Итак, когда Цезарь вернулся к Клеопатре, у нее были основания встретить его торжествующим взглядом: она вновь стала фараоном, который ни с кем не делит свой трон, Владычицей Обеих земель, Олицетворенным законом, Наследницей благих богов, Славой своего отца, отныне и навеки. А вскоре, если Исида услышит ее молитвы, она станет еще и матерью царя.
ГЕНИЙ И БОГИНЯ
(апрель — июнь 47 г. до н. э.)
А сейчас — пусть будет блестящая жизнь, такая же, как до войны. Золотые оргии, участники которых не помнят ни о мертвецах, ни о пепле. Надо все начать заново, ничего не меняя. Показать себя, как делали все Птолемеи. Показать его.
Она велела достать всю драгоценную посуду, которая уцелела, устраивала роскошные пиршества, хотя Цезарь ел совсем мало, а пил еще меньше. Он никогда не пьянел, но, как ни странно, поддерживал эту игру.

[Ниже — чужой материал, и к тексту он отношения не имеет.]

PR #449, opened 2025-05-21
Extend assessment deadline for both CHAM rounds

sc15zs:
Ticket:
https://mhclgdigital.atlassian.net.mcas.ms/browse/FLS-1302

Description:
The CHAM fund team requested the assessment deadline to be extended for both their rounds. 
See screenshot of the email confirming this in the ticket!!!

### DIFF
--- a/pre_award/fund_store/config/fund_loader_config/FAB/cham_apply.py
+++ b/pre_award/fund_store/config/fund_loader_config/FAB/cham_apply.py
@@ -92,7 +92,7 @@ LOADER_CONFIG = {
         "deadline": "2025-05-23T19:00:00",
         "application_reminder_sent": False,
         "reminder_date": "2025-05-13T08:00:00",
-        "assessment_deadline": "2025-06-01T23:59:00",
+        "assessment_deadline": "2025-07-18T23:59:00",
         "prospectus": "https://www.gov.uk/government/publications/combatting-hate-against-muslims-fund-prospectus",
         "privacy_notice": "https://www.gov.uk/government/publications/combatting-hate-against-muslims-fund-prospectus/combatting-hate-against-muslims-privacy-notice",
         "contact_email": "chambid@communities.gov.uk",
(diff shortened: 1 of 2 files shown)


israr-ulhaq (approved):

pre_award/fund_store/config/fund_loader_config/FAB/cham_apply.py
```diff
@@ -92,7 +92,7 @@
         "deadline": "2025-05-18T22:59:00",
         "application_reminder_sent": False,
         "reminder_date": "2025-05-13T08:00:00",
-        "assessment_deadline": "2025-06-01T23:59:00",
+        "assessment_deadline": "2025-07-18T23:59:00",
```
gidsg, line 95: I guess this is UTC time? Should we be reading the value as UK local time?

sc15zs: So, that's exactly how the issue happened with the CHAM APPLY round closing an hour earlier that it should have. 
Originally, it was set to close an hour earlier, exactly for the same reason why you mentioned. Because BST is one hour ahead of UTC during summer, so I set it to close at 22:59:00 (thinking that we store date-times in UTC).
However, for some reason, the round closed at 22:59 (local time). 

This is the previous PR, when it has been changed to 23:59 from 22:59, to not have the same issue with closing the assessment earlier:
https://github.com/communitiesuk/funding-service-pre-award/pull/448/files

Then, the fund team requested the deadline to be extended until 18 July.
This current PR is for that. 

And this is the original PR, where I thought that it should be stored in UTC, and therefore added as 22:59 and not 23:59, and therefore we've had the problem of closing an hour early:
`"assessment_deadline": "2025-06-01T22:59:00",`
https://github.com/communitiesuk/funding-service-pre-award/pull/379/files#diff-7d4e97822d3277b7c5a0a0d8aa22365082bc4fdbcbaf56cf21e8c77eac3ef06bR95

Поговаривали, будто в какие-то моменты ей даже удавалось увлечь его, втянуть в этот феноменальный парад: иногда его, человека, который никогда не украшал свои волосы ничем, кроме лаврового венка, видели входящим в пиршественную залу с цветочной гирляндой на голове. В точности такой, какую носили Флейтист, Пузырь, другие цари Египта со времен завоевания этой страны Птолемеями. Такой, какой любили украшать себя все греки, когда чествовали своего Диониса, неизменного покровителя Неподражаемого города.
Кстати, хотя в утро катастрофы опечаленные горожане кричали, что Бог-Освободитель покинул Александрию, их отчаяние продлилось недолго. Великодушие, которое проявил Цезарь, быстро убедило их в том, что Дионис продолжает их защищать и никогда не оставит. Уже на следующий день все были уверены: их поражение — всего лишь краткий эпизод в истории города. Кто знает, чего бог добивается и чего хочет: наверное, всегда одного и того же, возрождения славы Александра. Может быть, он сделает инструментом своей воли эту царицу — почему бы и нет? А если так, зачем им упорствовать в своей ненависти? В конце концов, Клеопатра победила, проявила такую стойкость, такую неколебимую целеустремленность. И потом, она тоже почитает этого бога, бога ее отца, и никогда от него не отрекалась, совсем напротив — всегда, как и Флейтист, верила в округлость мира, в могущество Того, кто придет издалека.
Царица не преминула воспользоваться этими новыми настроениями и уже через несколько дней после своей победы отдала приказ о восстановлении флота. Гавани и верфи наполнились шумом кораблестроительных работ; вскоре, в разгар весны, откроется морская навигация, и тогда торговые суда вновь начнут огибать Фаросский маяк. У городских ворот, привлеченные неотразимым обаянием Веселого Бога, появились первые караваны; а вслед за ними — коммерсанты, разносчики, мелкие торговцы, продающие все и ничего.